17.3 InnoDB 多版本控制
InnoDB
is a multi-version storage engine. It keeps information about old versions of changed rows to support transactional features such as concurrency and rollback. This information is stored in undo tablespaces in a data structure called a rollback segment. See Section 17.6.3.4, “Undo Tablespaces”. InnoDB
uses the information in the rollback segment to perform the undo operations needed in a transaction rollback. It also uses the information to build earlier versions of a row for a consistent read. See Section 17.7.2.3, “Consistent Nonlocking Reads”.
Internally, InnoDB
adds three fields to each row stored in the database:
-
A 6-byte
DB_TRX_ID
field indicates the transaction identifier for the last transaction that inserted or updated the row. Also, a deletion is treated internally as an update where a special bit in the row is set to mark it as deleted. -
A 7-byte
DB_ROLL_PTR
field called the roll pointer. The roll pointer points to an undo log record written to the rollback segment. If the row was updated, the undo log record contains the information necessary to rebuild the content of the row before it was updated. -
A 6-byte
DB_ROW_ID
field contains a row ID that increases monotonically as new rows are inserted. IfInnoDB
generates a clustered index automatically, the index contains row ID values. Otherwise, theDB_ROW_ID
column does not appear in any index.
Undo logs in the rollback segment are divided into insert and update undo logs. Insert undo logs are needed only in transaction rollback and can be discarded as soon as the transaction commits. Update undo logs are used also in consistent reads, but they can be discarded only after there is no transaction present for which InnoDB
has assigned a snapshot that in a consistent read could require the information in the update undo log to build an earlier version of a database row. For additional information about undo logs, see Section 17.6.6, “Undo Logs”.

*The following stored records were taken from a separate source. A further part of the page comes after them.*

PR #925, opened 2021-02-18
feat(rust): update profile folder/module structure

SanjoDeundiak:


jared-s:
Merged as https://github.com/ockam-network/ockam/pull/931

PR #3420, opened 2022-09-05
fix(rust): add default value for `nodes` and remove `api_node` config

adrianbenavides:
This will help support config files without `nodes` and/or `api_node` fields when upgrading from older versions.


adrianbenavides:
cc @polvorin

mrinalwadhwa (dismissed):

mrinalwadhwa (approved):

It is recommend that you commit transactions regularly, including transactions that issue only consistent reads. Otherwise, InnoDB
cannot discard data from the update undo logs, and the rollback segment may grow too big, filling up the undo tablespace in which it resides. For information about managing undo tablespaces, see Section 17.6.3.4, “Undo Tablespaces”.
The physical size of an undo log record in the rollback segment is typically smaller than the corresponding inserted or updated row. You can use this information to calculate the space needed for your rollback segment.
In the InnoDB
multi-versioning scheme, a row is not physically removed from the database immediately when you delete it with an SQL statement. InnoDB
only physically removes the corresponding row and its index records when it discards the update undo log record written for the deletion. This removal operation is called a purge, and it is quite fast, usually taking the same order of time as the SQL statement that did the deletion.
If you insert and delete rows in smallish batches at about the same rate in the table, the purge thread can start to lag behind and the table can grow bigger and bigger because of all the “dead” rows, making everything disk-bound and very slow. In such cases, throttle new row operations, and allocate more resources to the purge thread by tuning the innodb_max_purge_lag
system variable. For more information, see Section 17.8.9, “Purge Configuration”.
Multi-Versioning and Secondary 索引
InnoDB
multiversion concurrency control (MVCC) treats secondary indexes differently than clustered indexes. Records in a clustered index are updated in-place, and their hidden system columns point undo log entries from which earlier versions of records can be reconstructed. Unlike clustered index records, secondary index records do not contain hidden system columns nor are they updated in-place.
When a secondary index column is updated, old secondary index records are delete-marked, new records are inserted, and delete-marked records are eventually purged. When a secondary index record is delete-marked or the secondary index page is updated by a newer transaction, InnoDB
looks up the database record in the clustered index. In the clustered index, the record's DB_TRX_ID
is checked, and the correct version of the record is retrieved from the undo log if the record was modified after the reading transaction was initiated.
If a secondary index record is marked for deletion or the secondary index page is updated by a newer transaction, the covering index technique is not used. Instead of returning values from the index structure, InnoDB
looks up the record in the clustered index.
However, if the index condition pushdown (ICP) optimization is enabled, and parts of the WHERE
condition can be evaluated using only fields from the index, the MySQL server still pushes this part of the WHERE
condition down to the storage engine where it is evaluated using the index. If no matching records are found, the clustered index lookup is avoided. If matching records are found, even among delete-marked records, InnoDB
looks up the record in the clustered index.